Surveillance systems now move faster than before, leaving behind old cloud-heavy cameras. Instead of sending everything online, small smart gadgets handle tasks right where they happen. One example uses the tiny ESP32 chip, turning it into a watcher that moves two ways while spotting things. Vision jobs run light and quick on board, avoiding heavy data loads. A compact form of machine learning, powered by TensorFlow Lite for Microcontrollers, helps spot objects without delay. Messages go out efficiently when needed, thanks to MQTT\'s lean communication method. Speed improves, internet traffic drops, personal information stays safer. Earlier designs get examined here alongside decisions made during building. Choices about parts and code shape what each system can do. Some compromises appear necessary between power needs, accuracy, and cost. The setup described guides movement with servos, keeping eyes on moving targets in real time.
Introduction
This text describes the development of a low-cost, intelligent surveillance system that moves beyond traditional CCTV cameras. Conventional systems rely on continuous video streaming to remote servers, which causes high bandwidth usage, delayed responses, privacy concerns, and dependency on internet connectivity. They also lack on-device intelligence, making them inefficient for real-time decision-making.
To solve these issues, the proposed system uses edge computing and TinyML on an ESP32-CAM device. Instead of sending video to the cloud, the camera performs local processing to detect motion and make decisions in real time. It is enhanced with a dual-axis (pan-tilt) servo mechanism that allows the camera to automatically move and track objects, expanding its field of view without extra hardware.
The system is built in phases. Phase 1 (completed) includes live video streaming and pan-tilt control using ESP32-CAM. Phase 2 (planned) will add on-device person detection and automatic tracking using Edge AI, while Phase 3 will introduce alerts, recording, and mobile notifications for a fully autonomous surveillance system.
The literature review shows that existing work typically focuses on either video streaming, servo control, or edge AI separately, but not as a unified system. The proposed project fills this gap by integrating all these features into a single low-cost embedded platform.
Conclusion
This paper presented the design, development, and testing of an Edge-AI enabled smart surveillance system as Phase 1 of a modular, multi-phase project. The prototype successfully integrates live video streaming and dual-axis camera movement using the ESP32-CAM. Testing confirmed reliable performance for real-time monitoring and remote access over Wi-Fi, establishing a strong foundation for adding on-device intelligence in the next phase. The system demonstrates a practical application of IoT, embedded systems, and Edge AI in intelligent surveillance, with relevance for homes, laboratories, campuses, and office environments.
References
[1] Espressif Systems, ESP32-CAM Wi-Fi Camera Module: Datasheet, Hardware Specifications, and Application Notes, Espressif Systems, 2019. [
[2] P. Warden and D. Situnayake, TinyML: Machine Learning with TensorFlow Lite for Microcontrollers. Sebastopol, CA, USA: O’Reilly Media, 2019, covering embedded ML deployment on low-power devices.

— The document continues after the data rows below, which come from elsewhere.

PR #98, opened 2018-12-12
Session thread

cgrand:
Fix for #16:
Each registered session now has its own thread for `:eval`. Upon successful `interrupt` this thread is replaced. So don't interrupt when you care about thread identity.

### DIFF
--- a/src/clojure/nrepl/middleware/session.clj
+++ b/src/clojure/nrepl/middleware/session.clj
@@ -11,7 +11,8 @@
   (:import
    clojure.lang.LineNumberingPushbackReader
    [java.io PrintWriter Reader Writer]
-   java.util.concurrent.LinkedBlockingQueue))
+   java.util.concurrent.atomic.AtomicLong
+   [java.util.concurrent LinkedBlockingQueue BlockingQueue Executor SynchronousQueue ThreadFactory ThreadPoolExecutor TimeUnit]))
 
 (def ^{:private true} sessions (atom {}))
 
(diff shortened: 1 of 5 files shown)


src/clojure/nrepl/middleware/session.clj
```diff
@@ -24,6 +25,40 @@
...
+           queue (SynchronousQueue.)}}]
+  (let [^ThreadFactory thread-factory (or thread-factory (configure-thread-factory))]
+    (ThreadPoolExecutor. 1 Integer/MAX_VALUE
+                         (long 30000) TimeUnit/MILLISECONDS
+                         ^BlockingQueue queue
+                         thread-factory)))
+
+(def default-executor (delay (configure-executor)))
+
+(defn default-exec [id ^Runnable thunk ^Runnable ack]
```
bbatsov: I guess we can add some docstring for this as its public API.

src/clojure/nrepl/middleware/session.clj
```diff
@@ -137,14 +172,51 @@
          (atom (merge baseline-bindings (dissoc (get-thread-bindings) #'*agent*))
                :meta {:id id
                       :stdin-reader stdin-reader
-                      :input-queue input-queue}))))))
+                      :input-queue input-queue
+                      :exec default-exec}))))))
+
+(defn session-exec [id]
```
bbatsov: Same here.

src/clojure/nrepl/middleware/session.clj
```diff
@@ -137,14 +172,51 @@
...
+             (.put queue [exec-id r ack]))}))
 
 (defn- register-session
   "Registers a new session containing the baseline bindings contained in the
    given message's :session."
   [{:keys [session transport] :as msg}]
   (let [session (create-session transport @session)
-        id (-> session meta :id)]
+        {:keys [id]} (meta session)]
+    (alter-meta! session into (session-exec id))
```
bbatsov: I wonder if we shouldn't tackle this in `create-session`, but it's not a big deal.

test/clojure/nrepl/core_test.clj
```diff
@@ -358,7 +358,7 @@
                                                        (def halted? false)))})]
     (Thread/sleep 100)
     (is (= #{"done"} (-> session (message {:op :interrupt}) first :status set)))
-    (is (= #{"done" "interrupted"} (-> resp combine-responses :status)))
+    (is (= #{} (reduce disj #{"done" "interrupted"} (-> resp combine-responses :status))))
```
bbatsov: What can be the extra status?

bbatsov:
The code looks great overall! Just a couple of small remarks before we proceed with merging it:

* make sure that https://nrepl.xyz/nrepl/usage/misc.html#_hot_loading_dependencies is not affected by the changes
* Please, mention in the docs on sessions (https://nrepl.xyz/nrepl/design/middleware.html#_sessions) that they are backing the evaluation thread and perhaps that things we discussed on Slack about the serialization of eval ops vs all other ops. I guess that'd be pretty useful to implementors. Also you can add there some note that people who were using `default-executor` should use the new API.

src/clojure/nrepl/middleware/session.clj
cgrand: How so? In `create-session` we don't know yet if the session is going to be long-lived (what's the current practice for client implementors? 1 long-lived session for all interactions?) that's why `create-session` defaults to threadpool execution.

Oh! Maybe you meant to pass a flag to `create-session`, is this it?

test/clojure/nrepl/core_test.clj
cgrand: An `eval-error` managed to sneak in. (Because before stopping I first interrupt the thread)

src/clojure/nrepl/middleware/session.clj
cgrand: Is `clone` ever used to fork a new long-lived session from another long-lived session?

bbatsov: The option certainly exists. Don't know how many people make use of it. I know some people were complaining that cloning a long-lived session didn't copy the dynamic vars from the original session (which has been fixed since then), so I guess someone does this.

PR #1091, opened 2026-07-11
Fix move/resize/undo geometry flattening (#1090, #1086) + dependency updates

### LINKED ISSUE #1086: *breaking* shape x y coordinates, width / height inputs do not update and shape resizing does not work in accordance with SVG
Hello,

The issue i am describing today is regarding the the following three problems:

1. **Shape coordinates**
Creating any shape, be it rectangle, path etc. and moving it around does not update the inputs for the coordinates.

2. **Shape sizing**
Resizing the shape does not update the width and height inputs (for shapes that support this).

3. **Shape scaling/ stretching**
Resizing the shapes should recalculate the shape itself (like the previous versions of the editor did). Currently, they are being scaled. This means that the proportions of the shapes are not kept. This negates the purpose of SVG.

For the example, I have provided two screenshots with a simple rectangle to demonstrate. 
**Figure 1** is the before and **Figure 2** is the after for the example.

**Figure 1**
Image

**Figure 2**
Image

Regards.

### LINKED ISSUE #1090: Undo command on resizing shapes
**PLEASE NOTE: We are trying to make this project live again. While you can file an issue, we will do our best but you should not expect any action, even if we label the issue. However, we are welcoming new contributors **

**Describe the bug**
When resizing shapes or rotating them, when clicking undo or using ctrl-z, the shape does not revert to the original size in the location it was moved to. It instead jumps back to the position it was in when placed or last in before being moved and then resized. I also noticed this only seems to occur on the ellipse and star tools, the rectangle seems unaffected. 
It is like some of the shapes states are not properly recorded.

[3] Z. Shelby et al., “Embedded Machine Learning for Real-Time Image Classification on Microcontrollers,” Edge Impulse Technical Documentation, 2021, explaining edge AI model deployment.
[4] N. Kolban, “ESP32 Camera Web Server and Servo Motor Control using Arduino IDE,” Technical Tutorial Series on ESP32 Applications, 2020. [
[5] M. Banzi and D. Cuartielles, “Servo-Based Pan-Tilt Mechanism for Camera Systems,” Arduino Project Resources and Hardware Interfacing Guides, 2018.
[6] MIT Media Lab Researchers, “Embedded Vision and Real-Time Object Tracking on Low-Power Devices,” Research Publications on Edge Vision Systems, 2020.
[7] Random Nerd Tutorials, “ESP32-CAM Video Streaming and Pan-Tilt Control Projects,” Online Technical Guide for IoT and Embedded Vision, 2022.
[8] Espressif Systems, ESP32 Technical Reference Manual, Espressif Systems, 2020, detailing architecture, peripherals, and programming guidelines.
[9] Edge Impulse, “Deploying Person Detection Models on ESP32 Devices,” Edge Impulse Learning Resources for TinyML, 2022.
[10] Various Authors, “Edge-AI Based Surveillance and Real-Time Object Tracking Using Embedded Systems,” Recent Journal and Conference Publications in Embedded AI, 2023.